> **Saved data entries**

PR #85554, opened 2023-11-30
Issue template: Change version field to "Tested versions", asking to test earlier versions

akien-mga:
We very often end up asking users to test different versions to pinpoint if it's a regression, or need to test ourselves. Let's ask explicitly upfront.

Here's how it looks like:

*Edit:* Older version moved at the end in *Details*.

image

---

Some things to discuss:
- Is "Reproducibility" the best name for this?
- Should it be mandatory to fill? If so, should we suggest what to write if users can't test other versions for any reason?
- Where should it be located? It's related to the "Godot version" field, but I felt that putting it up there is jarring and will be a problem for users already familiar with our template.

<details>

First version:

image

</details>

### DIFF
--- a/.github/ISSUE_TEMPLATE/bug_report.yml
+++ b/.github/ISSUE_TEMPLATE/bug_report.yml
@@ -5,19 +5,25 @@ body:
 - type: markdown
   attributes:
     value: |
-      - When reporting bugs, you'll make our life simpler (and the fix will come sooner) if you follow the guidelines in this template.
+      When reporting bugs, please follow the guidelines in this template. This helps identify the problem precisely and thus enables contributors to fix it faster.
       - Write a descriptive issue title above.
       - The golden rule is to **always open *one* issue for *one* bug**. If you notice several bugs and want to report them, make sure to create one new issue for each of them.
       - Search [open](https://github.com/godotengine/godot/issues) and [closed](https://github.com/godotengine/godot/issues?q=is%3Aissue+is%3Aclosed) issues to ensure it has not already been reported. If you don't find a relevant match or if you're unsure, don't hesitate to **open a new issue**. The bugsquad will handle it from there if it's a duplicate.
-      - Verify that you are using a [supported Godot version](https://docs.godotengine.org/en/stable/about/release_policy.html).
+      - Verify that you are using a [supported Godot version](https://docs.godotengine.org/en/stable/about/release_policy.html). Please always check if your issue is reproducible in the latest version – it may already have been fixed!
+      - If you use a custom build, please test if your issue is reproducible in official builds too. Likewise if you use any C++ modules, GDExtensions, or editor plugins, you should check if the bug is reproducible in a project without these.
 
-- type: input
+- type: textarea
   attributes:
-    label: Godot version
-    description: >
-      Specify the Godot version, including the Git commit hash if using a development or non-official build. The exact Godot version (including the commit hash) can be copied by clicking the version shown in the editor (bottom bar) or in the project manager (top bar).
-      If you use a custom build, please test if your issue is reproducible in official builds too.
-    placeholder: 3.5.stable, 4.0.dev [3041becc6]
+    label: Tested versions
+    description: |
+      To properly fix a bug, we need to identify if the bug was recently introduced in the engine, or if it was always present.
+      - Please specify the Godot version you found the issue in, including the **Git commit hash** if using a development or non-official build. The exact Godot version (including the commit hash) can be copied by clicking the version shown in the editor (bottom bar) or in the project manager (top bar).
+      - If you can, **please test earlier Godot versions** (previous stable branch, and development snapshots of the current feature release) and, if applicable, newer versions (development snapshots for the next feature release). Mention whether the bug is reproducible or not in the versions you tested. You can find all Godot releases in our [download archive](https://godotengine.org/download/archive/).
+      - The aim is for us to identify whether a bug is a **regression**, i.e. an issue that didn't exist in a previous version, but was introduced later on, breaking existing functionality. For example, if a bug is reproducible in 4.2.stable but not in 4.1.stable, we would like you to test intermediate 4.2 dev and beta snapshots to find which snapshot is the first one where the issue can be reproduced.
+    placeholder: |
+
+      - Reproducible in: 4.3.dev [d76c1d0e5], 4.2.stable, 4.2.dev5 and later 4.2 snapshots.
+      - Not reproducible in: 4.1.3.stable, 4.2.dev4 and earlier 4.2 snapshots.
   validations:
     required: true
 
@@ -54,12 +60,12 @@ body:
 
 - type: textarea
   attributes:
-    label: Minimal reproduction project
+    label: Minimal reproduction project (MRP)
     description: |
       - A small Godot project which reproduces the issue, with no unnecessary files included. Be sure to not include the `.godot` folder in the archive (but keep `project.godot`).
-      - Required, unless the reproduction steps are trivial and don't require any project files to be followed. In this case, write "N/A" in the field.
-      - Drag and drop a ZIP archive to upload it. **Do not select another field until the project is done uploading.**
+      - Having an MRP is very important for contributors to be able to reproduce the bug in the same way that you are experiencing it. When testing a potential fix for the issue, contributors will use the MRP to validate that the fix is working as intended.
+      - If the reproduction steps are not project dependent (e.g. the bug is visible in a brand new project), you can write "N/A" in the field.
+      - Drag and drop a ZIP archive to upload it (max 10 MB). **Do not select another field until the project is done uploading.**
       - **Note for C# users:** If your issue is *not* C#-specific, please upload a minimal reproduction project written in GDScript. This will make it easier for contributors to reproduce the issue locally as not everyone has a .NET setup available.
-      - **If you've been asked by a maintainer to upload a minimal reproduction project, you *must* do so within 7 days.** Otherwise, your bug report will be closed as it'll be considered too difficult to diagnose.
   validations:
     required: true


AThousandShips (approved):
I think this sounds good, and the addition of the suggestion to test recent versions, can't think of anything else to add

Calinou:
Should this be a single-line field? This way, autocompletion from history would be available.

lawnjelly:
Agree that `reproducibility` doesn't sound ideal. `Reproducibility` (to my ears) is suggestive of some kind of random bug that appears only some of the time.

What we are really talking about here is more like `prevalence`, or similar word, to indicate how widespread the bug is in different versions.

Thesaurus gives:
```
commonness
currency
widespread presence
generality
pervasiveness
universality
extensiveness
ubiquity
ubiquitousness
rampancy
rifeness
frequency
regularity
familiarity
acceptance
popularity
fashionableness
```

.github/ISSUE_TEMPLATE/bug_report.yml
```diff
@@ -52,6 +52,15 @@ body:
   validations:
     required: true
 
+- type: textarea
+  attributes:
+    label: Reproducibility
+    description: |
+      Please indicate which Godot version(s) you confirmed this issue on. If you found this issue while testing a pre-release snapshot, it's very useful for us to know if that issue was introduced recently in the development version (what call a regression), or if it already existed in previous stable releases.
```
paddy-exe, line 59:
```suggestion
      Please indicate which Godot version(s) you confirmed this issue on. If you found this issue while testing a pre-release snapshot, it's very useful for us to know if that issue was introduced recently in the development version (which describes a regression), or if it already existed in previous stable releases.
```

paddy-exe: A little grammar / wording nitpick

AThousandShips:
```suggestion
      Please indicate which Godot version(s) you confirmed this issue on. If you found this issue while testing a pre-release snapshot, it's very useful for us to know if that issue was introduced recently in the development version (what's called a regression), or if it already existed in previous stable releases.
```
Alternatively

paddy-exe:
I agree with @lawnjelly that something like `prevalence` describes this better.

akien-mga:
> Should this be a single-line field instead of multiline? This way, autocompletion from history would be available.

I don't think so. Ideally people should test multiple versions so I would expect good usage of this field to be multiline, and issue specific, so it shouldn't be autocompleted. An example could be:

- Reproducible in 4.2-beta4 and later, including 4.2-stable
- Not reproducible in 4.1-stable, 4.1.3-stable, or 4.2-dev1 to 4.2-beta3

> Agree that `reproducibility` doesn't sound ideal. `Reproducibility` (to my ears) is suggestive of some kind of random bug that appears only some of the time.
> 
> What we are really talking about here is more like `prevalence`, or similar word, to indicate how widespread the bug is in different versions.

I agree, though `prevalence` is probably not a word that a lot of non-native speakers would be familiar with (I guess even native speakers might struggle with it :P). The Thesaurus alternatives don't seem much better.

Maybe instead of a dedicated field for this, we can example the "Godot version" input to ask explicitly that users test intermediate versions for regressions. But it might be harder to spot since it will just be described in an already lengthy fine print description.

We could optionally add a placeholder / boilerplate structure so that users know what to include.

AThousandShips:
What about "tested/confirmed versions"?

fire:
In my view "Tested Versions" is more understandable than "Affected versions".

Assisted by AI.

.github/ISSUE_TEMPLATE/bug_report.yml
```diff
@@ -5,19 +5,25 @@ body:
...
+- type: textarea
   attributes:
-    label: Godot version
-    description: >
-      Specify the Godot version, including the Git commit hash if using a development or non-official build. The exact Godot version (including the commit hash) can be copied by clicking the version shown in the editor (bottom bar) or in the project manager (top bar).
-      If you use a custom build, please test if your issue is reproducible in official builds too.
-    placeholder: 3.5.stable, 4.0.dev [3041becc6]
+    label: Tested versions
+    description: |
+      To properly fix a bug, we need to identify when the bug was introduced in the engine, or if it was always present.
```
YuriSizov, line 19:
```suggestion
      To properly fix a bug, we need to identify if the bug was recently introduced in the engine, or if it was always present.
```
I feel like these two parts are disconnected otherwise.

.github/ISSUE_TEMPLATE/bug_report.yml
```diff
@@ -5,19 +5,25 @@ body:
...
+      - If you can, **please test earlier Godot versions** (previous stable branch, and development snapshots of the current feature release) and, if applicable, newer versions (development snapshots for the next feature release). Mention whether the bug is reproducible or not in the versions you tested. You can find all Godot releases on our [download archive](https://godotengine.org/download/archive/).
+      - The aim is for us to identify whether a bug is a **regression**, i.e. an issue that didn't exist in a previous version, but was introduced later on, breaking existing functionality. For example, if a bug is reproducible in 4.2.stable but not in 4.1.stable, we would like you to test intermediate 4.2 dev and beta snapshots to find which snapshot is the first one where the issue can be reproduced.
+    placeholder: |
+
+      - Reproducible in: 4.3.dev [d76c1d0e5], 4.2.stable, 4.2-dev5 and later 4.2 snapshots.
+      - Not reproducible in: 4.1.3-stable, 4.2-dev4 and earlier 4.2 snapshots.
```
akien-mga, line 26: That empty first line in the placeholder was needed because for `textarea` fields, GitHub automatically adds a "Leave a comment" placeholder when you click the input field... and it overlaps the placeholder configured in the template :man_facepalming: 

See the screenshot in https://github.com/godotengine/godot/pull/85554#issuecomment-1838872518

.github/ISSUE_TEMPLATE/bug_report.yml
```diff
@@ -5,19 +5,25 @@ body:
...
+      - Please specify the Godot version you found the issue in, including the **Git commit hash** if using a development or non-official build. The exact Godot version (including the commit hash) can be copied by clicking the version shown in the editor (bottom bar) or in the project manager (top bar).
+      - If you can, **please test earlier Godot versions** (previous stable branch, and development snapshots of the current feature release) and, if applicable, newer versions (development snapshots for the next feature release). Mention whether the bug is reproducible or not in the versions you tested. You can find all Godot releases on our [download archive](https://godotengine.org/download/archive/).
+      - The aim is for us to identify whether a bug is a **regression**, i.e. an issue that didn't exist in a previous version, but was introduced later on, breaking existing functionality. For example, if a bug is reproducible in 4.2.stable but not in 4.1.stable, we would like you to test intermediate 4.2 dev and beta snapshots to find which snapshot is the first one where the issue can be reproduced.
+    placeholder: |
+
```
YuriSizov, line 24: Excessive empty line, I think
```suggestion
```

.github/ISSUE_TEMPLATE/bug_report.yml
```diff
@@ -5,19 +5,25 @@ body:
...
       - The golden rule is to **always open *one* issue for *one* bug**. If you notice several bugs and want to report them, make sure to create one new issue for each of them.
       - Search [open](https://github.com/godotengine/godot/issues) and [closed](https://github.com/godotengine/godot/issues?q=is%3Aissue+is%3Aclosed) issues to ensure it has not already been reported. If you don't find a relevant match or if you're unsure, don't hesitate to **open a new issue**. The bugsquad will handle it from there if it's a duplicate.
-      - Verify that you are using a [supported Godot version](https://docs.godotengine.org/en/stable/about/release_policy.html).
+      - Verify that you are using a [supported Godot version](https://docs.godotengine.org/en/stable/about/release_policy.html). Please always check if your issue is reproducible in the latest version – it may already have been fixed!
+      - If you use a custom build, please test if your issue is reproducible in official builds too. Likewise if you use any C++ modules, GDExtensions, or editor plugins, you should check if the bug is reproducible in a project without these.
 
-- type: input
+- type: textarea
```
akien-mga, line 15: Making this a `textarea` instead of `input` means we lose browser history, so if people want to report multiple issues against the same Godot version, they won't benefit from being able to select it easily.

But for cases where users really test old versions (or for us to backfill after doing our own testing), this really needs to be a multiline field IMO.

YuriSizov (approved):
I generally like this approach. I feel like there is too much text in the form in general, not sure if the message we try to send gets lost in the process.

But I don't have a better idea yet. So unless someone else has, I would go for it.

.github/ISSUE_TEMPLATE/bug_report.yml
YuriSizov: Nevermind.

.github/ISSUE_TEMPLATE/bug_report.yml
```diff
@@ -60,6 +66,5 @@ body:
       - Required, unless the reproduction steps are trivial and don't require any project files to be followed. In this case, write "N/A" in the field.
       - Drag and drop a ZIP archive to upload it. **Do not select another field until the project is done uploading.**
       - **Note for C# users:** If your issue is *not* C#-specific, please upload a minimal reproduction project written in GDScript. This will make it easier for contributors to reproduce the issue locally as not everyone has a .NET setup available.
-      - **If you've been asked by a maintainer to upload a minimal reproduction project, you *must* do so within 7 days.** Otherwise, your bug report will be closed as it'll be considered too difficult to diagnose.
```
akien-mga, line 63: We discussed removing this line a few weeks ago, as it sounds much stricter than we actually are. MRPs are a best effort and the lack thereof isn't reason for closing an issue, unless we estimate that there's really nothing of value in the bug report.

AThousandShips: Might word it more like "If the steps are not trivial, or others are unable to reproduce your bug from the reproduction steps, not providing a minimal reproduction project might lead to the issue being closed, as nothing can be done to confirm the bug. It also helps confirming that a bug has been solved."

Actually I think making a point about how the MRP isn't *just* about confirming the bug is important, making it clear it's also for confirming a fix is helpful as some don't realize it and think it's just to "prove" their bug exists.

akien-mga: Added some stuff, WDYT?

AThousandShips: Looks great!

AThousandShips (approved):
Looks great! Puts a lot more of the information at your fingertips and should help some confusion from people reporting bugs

> **Problem requirements**
Above are the records; print exactly the lines from the line with "akien-mga, line 15: Making" to the line with "I generally like", including both, and nothing else.

> **Answer below**
akien-mga, line 15: Making this a `textarea` instead of `input` means we lose browser history, so if people want to report multiple issues against the same Godot version, they won't benefit from being able to select it easily.

But for cases where users really test old versions (or for us to backfill after doing our own testing), this really needs to be a multiline field IMO.

YuriSizov (approved):
I generally like this approach. I feel like there is too much text in the form in general, not sure if the message we try to send gets lost in the process.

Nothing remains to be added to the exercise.